I won’t lie, in my opinion the draft combine leads to more drama than necessary when it comes to evaluating prospects. From worrying about pull-up counts to puking just for the “has heart” checkmark (thank you 31 Thoughts podcast for that gem) – these teenagers have a lot to deal with this weekend. But that doesn’t mean these fitness tests are useless. For scouts, this is one of the last chances to conduct interviews, see how players interact with one another as peers rather than on-ice competitors, and of course witness a few strength tests.
I wont pretend to be a fitness expert, but the changes made this year make sense to me. The bench press switched to measure power rather than repetition, and the windgate bike test switched to a start-and-stop-and-start format to replicate real hockey shifts. Let’s look at a few test results and see who’s been standing out.
Bench press power:
1. Rasmus Kupari
2. Ty Emerson
3. Jack Gorniak
4. Liam Foudy
5. Martin Fehervary
Notables: Andrei Svechnikov (7), Oliver Wahlstrom (8), Adam Boqvist (11), Evan Bouchard (16), Ryan Merkley (19), K’andre Miller (22), Jesperi Kotkaniemi (25)
Aerobic fitness (duration):
1. Xavier Bouchard
2. Curtis Douglas
3. Mattias Samuelsson
4. Kevin Bahl
5. Oskar Back
Notables: Rasmus Dahlin (6), Rasmus Kupari (11), Jesperi Katkaniemi (18), Brady Tkachuck (21), Ty Dellandrea (22)
Anaerobic fitness (average power)
1. Gabriel Fortier
2. Adam Boqvist
3. Kristian Reichel
4. Aex Khovanov
5. Jonathan Gruden
Notables: Noah Dobson (9), Andrei Svechnikov (12), Barrett Hayton (14), Oliver Wahlstrom (18), Ryan Merkley (20), Jesperi Kotkaniemi (21), Rasmus Kupari (24)
Anaerobic fitness (fatigue index)
1. Joseph Veleno
2. Tyler Madden
3. Jordan Harris
4. Kevin Bahl
5. Grigori Denisenko
Notables: Evan Bouchard (9), Brady Tkachuk (11), Ty Smith (12), Jared McIasaac (13), Joel Farabee (15), Dominik Bokk (20), Bode Wilde (21)
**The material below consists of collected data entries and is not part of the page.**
PR #8869, opened 2024-03-10
Exploratory prototype for RSyntax and RCodeStructure classes

lloyddewit:
@rdstern @N-thony 
Please ignore this PR. I am only using this PR to manage some temporary changes while I explore the RSyntax and RCodeStructure family of classes. I will close this PR when done.
Thanks

PR #8881, opened 2024-03-17
Refactor RSyntax

lloyddewit:
@rdstern @N-thony Please ignore for now, thanks

### DIFF
--- a/instat/clsRSyntax.vb
+++ b/instat/clsRSyntax.vb
@@ -53,25 +53,15 @@ Public Class RSyntax
     ' 'TODO SJL It's not valid for an object of this class to be more than one of the 3 types above. 
     '     However the booleans potentially allow this. Replace with an enumeration?
 
-    ''' <summary>   An R function of the form 'RCommand(param1=param1Val, param2=param2Val, ...)'. </summary>
-    Public clsBaseFunction As New RFunction
+    ''' <summary>   If true then don't include the output part in the script (i.e. the part of the 
+    '''             script to the left of the assignment operator '&lt;-'). </summary>
+    Public bExcludeAssignedFunctionOutput As Boolean = True
 
-    ''' <summary>   An R operation of the form 'leftSide Operator rightSide' (e.g. "x+y"). </summary>
-    Public clsBaseOperator As New ROperator
+    ''' <summary>   If true then run the R script in a separate thread. </summary>
+    Public bSeparateThread As Boolean = True
 
-    ''' <summary>   An R command (of any type). </summary>
-    Public clsBaseCommandString As New RCodeStructure 'TODO SJL 17/04/20 What's the connection between this and 'bUeseCommandString' and 'strCommandString'? 
-
-
-    ''' <summary>   The R command in the form of a string. </summary>
-    Public strCommandString As String = ""
-
-    ''' <summary>   The R functions/operators/commands that should be run before the base R code. </summary>
-    Public lstBeforeCodes As New List(Of RCodeStructure)
-
-    ''' <summary>   The R functions/operators/commands that should be run after the base R code. </summary>
-    Public lstAfterCodes As New List(Of RCodeStructure)
-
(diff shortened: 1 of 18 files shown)


lloyddewit:
@rdstern 
In PR #8869 I am working on a proof-of-concept. The most efficient first step is to simplify some of the current classes. This could also benefit the current version of R-Instat. This PR contains a refactored version of `RSyntax`. More refactoring is possible but this would increase the risk of regression and require significant testing. For this PR, all the dialogs should work exactly as before. Some suggested dialogs to test are below. If these still work correctly, then all the other dialogs should also be fine:
- dlgTwoVariableUseModel
- dlgModelling
- one of the graphics dialogs (e.g. Box plot)

@N-thony I removed about 300 lines of unused code and made some other small improvements. I also put the data members and functions in the correct order. I realise now that the reordering has made the `RSyntax` diff bigger and your peer review more complex. Sorry for that. The diffs are not as big as they appear, many of the functions are unchanged and have just been moved.
I tried hard to keep the refactoring as low risk as possible, but obviously `RSyntax` is one of the core classes. If you think it's necessary, then you could also ask another of the senior developers to review.

Thank you!

rdstern:
@lloyddewit this is exciting.  

a) I followed your suggestions and started with the boxplot dialog.  I used the usual survey data and it worked fine.  It seemed to work better than before when I tried the plot options button.  Was that my imagination?  It used to be very slow in going to the sub-dialog the first time, and it seems to be quicker now.  I was going to ask @N-thony to look at the code, but maybe don't need to?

There are a few common names above – Svechnikov did well in most tests (unsurprising, he’s a beast), Kotkaniemi appeared in the top-25 in several drills, and Kupari scored well in many events as well.
These results are by no means an end-all reference when drafting players. But they also don’t hurt.
A few notes from last year’s 2017 NHL Combine:
– Average Power top performers included Morgan Frost (1), Elias Pettersson (3), and Kailer Yamamoto (4), all of whom ended up being better draft picks than most people anticipated at the time.
– Fatigue Index top performers included Gabe Vilardi (2), Martin Necas (3), Casey Mittelstadt (5), Filip Chytil (7) and Cale Makar (8) – a pretty star-studded lineup
– Aerobic fitness (duration) top performers included Shane Bowers (1) Kristian Vesalainen (2), Cal Foote (3), Michael Rasmussen (4), Filip Chytil (6) and Nick Suzuki (9) – again, several prospects who ended up being solid picks in the draft in their respective positions (although the jury is still out).
My point is that while these tests don’t tell us everything – it’s no coincidence that prospects who are committed to being physically ready for the NHL (and prove it at the combine) are often the ones that turn out to be good bets to continue developing post-draft. There’s surely a much larger piece to be done on that topic that I don’t have the free time for!
For reference on all of the above results – 104 players took part in the combine (a full list can be found here: https://www.sportsnet.ca/hockey/nhl/complete-list-104-players-invited-nhl-combine/ )
For full results of tests I didn’t talk about above, check out the NHL’s site here: https://link.nhl.com/centralscouting/public/?sf89110722=1
Thank you for reading, and good luck to your favorite team heading in draft season!